Limitations & Future Work

  • RL limited to DPO: The main text focuses almost exclusively on DPO as the RL representative. While the appendix includes PPO/GRPO/MPO, the universality of the "RL > SFT" conclusion depends on this specific case.
  • Lightweight Evaluation Protocol: PIVOT encoders were tested with a small Qwen2.5-1.5B LLM and Cambrian 737K data. Whether tier-jumping holds on large-scale SOTA MLLMs (e.g., 7B+ with tens of millions of instructions) remains to be verified.
  • Absolute Scores: VQA averages are mostly in the 50%+ range, belonging to a controlled research setting rather than a leaderboard-chasing one. Whether relative gains persist on stronger bases is unknown.
  • Future Directions: Extending PIVOT to stronger RL (e.g., GRPO), larger preference datasets, and exploring the combination of PIVOT-enhanced encoders with multi-encoder ensembles.
  • vs. Multi-Vision Encoder Ensembles (Cambrian/Tong et al.): They rely on stacking encoders (e.g., SigLIP1+ConvNeXt-XXL, 1.25B params) to reach 51.4%p; Ours achieves 53.2%p with a single SigLIP1+PIVOT without adding parameters, and the two methods can be stacked (53.6%p).
  • vs. DPO Enhancement Works like MPO: MPO compares "pre-trained models vs. those with DPO added," confounding training volume with the algorithm; Ours uses a controlled comparison to cleanly isolate the advantage of the "DPO algorithm itself" over SFT.
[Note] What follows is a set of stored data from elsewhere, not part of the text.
PR #365, opened 2019-02-08
Docs cleanup

### LINKED ISSUE #364: Invisible docs pages
The recent docs restructure has made the important information clearer and easier to find, but by explicitly defining the order of pages in the navbar several pages have become invisible. Also, several of these invisible pages contain information which is duplicated in the visible pages, and are therefore redundant.

We can't explicitly define the full nav order without explicitly including all of the auto-generated pages (which would defeat the point of auto-generating them), and `mkdocs` currently has no facility for partially defining the nav, so we will either have to work with the automatic alphanumeric ordering or use a plugin to define the page order.

jch1g10:
Closes #364

### I have:

### Description

I have removed the explicit `nav` definition in `mkdocs.yml`, so that all the docs pages appear in the navbar. I have numbered the top-level filenames to fix the order without defining the `nav`, but `mkdocs` orders the files and directories separately by default, so I have flattened the hierarchy of the main docs pages so that we can fix their order.

To do this, I have moved the auto-generated docs for FlowMachine and FlowClient into the flowmachine/ and flowclient/ directories (we will probably want to add similar directories for FlowAPI, FlowDB and FlowAuth at some point). I have moved the example notebook into flowclient/, but to avoid it getting mixed up with the flowclient docs I have put the docs in flowclient/flowclient/ (and similar for flowmachine in case we want to add other files to the flowmachine/ directory). This isn't an optimal layout, and I hope we will come up with a better structure.

I have also:
- Put back `docs/README.md`, which was removed by mistake.
- Moved some of the FlowAuth user instructions from the installation page to the analyst page.
- Fixed some formatting in the license.
- Removed files whose contents are duplicated elsewhere.
- Cleared outputs in `example-usage.ipynb`
- Added some details from the FlowAuth README which were missing from the docs.


docs/mkdocs.yml
```diff
@@ -33,7 +26,8 @@ theme:
   # Default values, taken from mkdocs_theme.yml
   language: en
   feature:
-    tabs: true
+    # True to use tabs at the top, in addition to the side navbar
```
maxalbert: Thanks for this comment! 👍

maxalbert:
Nice work! 👍 

I agree that there is more cleanup to be done here. One obvious issue is that the section "Setting up a development environment" should be a sub-page of the "Developer" section, but currently it is in its own top-level page, at the same level as "Developer".

However, this is clearly an improvement over before. Given that we need to do more restructuring anyway I'm happy to merge this and address further issues in subsequent PRs.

  • vs. LLM-Centric MLLM Research: Most research attributes MLLM capability to the LLM backbone; Ours proves that post-training substantially reshapes vision representations, putting the evolution of vision encoders back on the table.

Rating

  • Novelty: ⭐⭐⭐⭐⭐ First systematic proof that DPO reshapes vision encoders, and the application of preference alignment as a vision backbone evolution recipe.
  • Experimental Thoroughness: ⭐⭐⭐⭐ Scaling across vision/language + four types of probing + multi-encoder verification, though the base models are small and absolute scores are not peak SOTA.
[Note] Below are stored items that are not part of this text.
Issue #373, opened 2019-02-12
Refactor flowmachine internals


maxalbert:
Some of the classes in flowmachine suffer from entangled code with mutual dependencies, logic being in the wrong place and/or repeated in multiple places, and the fact that they are mostly procedural code wrapped up in classes. We should extract out coherent bits of logic and encapsulate it so that each class has a single, well-defined responsibility and can be used without knowledge of the internals leaking into other places.

Obvious low hanging fruit:
- [ ] Subsetting logic
- [ ] Spatial aggregation logic
- [ ] Dealing with time periods / temporal filtering
- [ ] ...

We'll track these in individual issues to break down the refactoring work into manageable chunks.

PR #375, opened 2019-02-12
Refactor subsetting

### LINKED ISSUE #374: Refactor subsetting logic
The subsetting logic currently lives in `EventTableSubset`. The `._make_query()` method manually tweaks the SQL code to apply a subset, but this is done in a fairly ad-hoc way for each of the supported kinds of subsets, and it is mixed with other logic (e.g. temporal filtering). This should be broken out.

maxalbert:
Closes #374 

### I have:

### Description

This PR is a first stab to address #373 and refactor the flowmachine internals.

It starts with the subsetting machinery (#374). The key changes are in `flowmachine/flowmachine/features/utilities/event_table_subset.py` and `flowmachine/flowmachine/core/subscriber_subset.py`.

  • Writing Quality: ⭐⭐⭐⭐⭐ Clear three-step logic (Comparison → Analysis → Recipe), with six findings building a complete chain of evidence.
  • Value: ⭐⭐⭐⭐⭐ A practical recipe for low-cost vision backbone evolution + mechanistic insights into why RL improves vision, offering directional significance for MLLM vision research.